PFP fellow Andrei Briceac on E PLURIBUS UNUM

October, 22 2014


A month is a very short period of time to fully understand the American people. A month is not even enough time to visit all the museums in Washington, D.C. However, a month is sufficient to form a first impression. And, as we all know, first impressions count.

I noticed that the phrase E PLURIBUS UNUM is not a simple expression for the American people. Perhaps this unofficial motto defines the best national ideal of the nation. It is amazing that this country has managed to keep its identity and unity even as it welcomes thousands of new immigrants every year. U.S. institutions, supported by a strong civil society, also manage to further and sustain a development for the country, despite obvious differences among the population, like those based on race, religious beliefs, political beliefs, or culture. U.S. society itself plays a very important regulatory role as well. It actively and successfully promotes the idea of tolerance, as well as dialogue as a means of resolving disputes.

It seems that the idea of liberty is at the foundation of American society. Liberty is basically expressed in all aspects of life. At the same time, people do not confuse liberty with anarchy. For sure, such a high level of freedom has been achieved and maintained only because people play such active roles in society. American people never stop fighting for and insisting on their freedom. Any attempt to limit or restrain their freedom is quickly rebuked by civil society. And in order to protect their freedom when threatened, people use the remedies offered by the Constitution, especially through the courts.


Mass media also plays an important role in the U.S. It contributes significantly to the improvement of the democratic institutions by playing a dual role in U.S. democracy: first, it is a voice for civil society, and second, it facilitates public monitoring and control over state institutions. Every person contributes to the development of this enormous social enterprise. I have never seen people so involved in volunteer activities or in efforts that support the community. Americans take their role in society and in the work place very seriously. They are highly specialized and are focused on doing one thing, but doing it their best. In paying great attention to the American people's approach to their jobs, I found that a bus driver or a museum guide (see my post on facebook about the guide from the Capitol who speaks 56 languages) is a Stradivarius in his field.

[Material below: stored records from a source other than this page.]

PR #139, opened 2022-09-07
chore: Add Within3 to list of companies using lookbook

DRBragg:
Adding [Within3](https://within3.com/) to the **Who uses Lookbook?** section of the docs. Thanks again for all your work on this!


allmarkedup:
Awesome :-) Thanks @DRBragg!

PR #146, opened 2022-09-13
Add config option to disable action_view annotations

steves:
Rails allows you to set a config option named `config.action_view.annotate_rendered_view_with_filenames` which will wrap rendered templates in HTML comments indicating the file system path of the file being rendered. This can be useful in dev environments to make it easier to track down where parts of the page are coming from. However it can create a bit of noise when viewing the HTML tab of a component in Lookbook. Below is an example of setting this value to `true` in the workbench app.

Screen Shot 2022-09-13 at 12 07 03 PM

This PR introduces a new Lookbook config setting to generate this source without these annotations in the event the setting is enabled. Setting `config.lookbook.disable_action_view_annotations = true` will generate the source without them.

Screen Shot 2022-09-13 at 12 16 39 PM

I made this a configuration setting in the event there are folks who want to leave these annotations in place. I'm defaulting it to `false` because that matches the existing functionality so it feels less disruptive. I'm happy to change the default to `true` if you feel otherwise though.

The `action_view.annotate_rendered_view_with_filenames` config option was first added to Rails in 6.1.0. I'm not sure the best way to test this in versions prior to that to ensure it works or which versions we want to ensure Lookbook is compatible with.

### DIFF
--- a/docs/src/_data/config_options.yml
+++ b/docs/src/_data/config_options.yml
@@ -168,7 +168,7 @@
 - name: preview_disable_action_view_annotations
   group: string
   type: Boolean
-  default: false
+  default: true
   example: "config.lookbook.preview_disable_action_view_annotations = true"
   description: "Turns off action view filename annotations when generating rendered component source."
 
--- a/docs/src/_data/config_options.yml
+++ b/docs/src/_data/config_options.yml
@@ -165,11 +165,11 @@
   example: config.lookbook.parser_registry_path = "path/to/temporary/storage"
   description: The directory to write the (temporary) parser registry file to.
 
-- name: disable_action_view_annotations
+- name: preview_disable_action_view_annotations
   group: string
   type: Boolean
   default: false
-  example: "config.lookbook.disable_action_view_annotations = true"
+  example: "config.lookbook.preview_disable_action_view_annotations = true"
   description: "Turns off action view filename annotations when generating rendered component source."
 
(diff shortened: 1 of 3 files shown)


allmarkedup:
@steves this is really great! Many thanks for this.

Just one minor thing - I've been trying to 'namespace' related config options via a prefix on the name. So as this option is related to previews I think it should probably be called `preview_disable_action_view_annotations` - it's a bit of a mouthful but follows the convention of the other preview related options. What do you think? Would you be able to update the PR if you agree?

Also my gut feeling with this is to set the default value to `true`, even if that is a change in the current default behaviour. Looking at the screenshot you provided, the annotations add a lot of noise and if they can be easily turned back on I think stripping them out is probably a better default for new users. Do you agree?

Let me know what you think and then I'll get this merged in when ready.

steves:
@allmarkedup Thanks for the feedback. Those changes make sense to me. I'll make them today and get the PR updated.

@DRBragg Thanks for the input. I was thinking of adding a `respond_to?` check to be on the safe side. I tend to prefer checks like that over version numbers as I find them more self documenting.

allmarkedup:
@steves @DRBragg yep the `respond_to?` check works for me, nice one 👍

@steves thanks for making those changes, all looks good to me now so I'm going to merge this in and will include it in the next release. Really appreciate the contribution!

It is easy to conclude that the U.S. is a country where any human being on earth can find a place. Personally, I would like to live in this country. But I have a moral duty to my nation, to my ancestors, and to my children. I have to do something for my country - Moldova. It is my country, and even though it is facing tough times now, I cannot leave it. I am Moldovan. By helping my country, I help myself. I had taken for granted the fact that I had the chance to grow up and go to school in my country during a time of peace. But my country supported me when I was in need. Now that I have the ability to do something for my country, I must do it.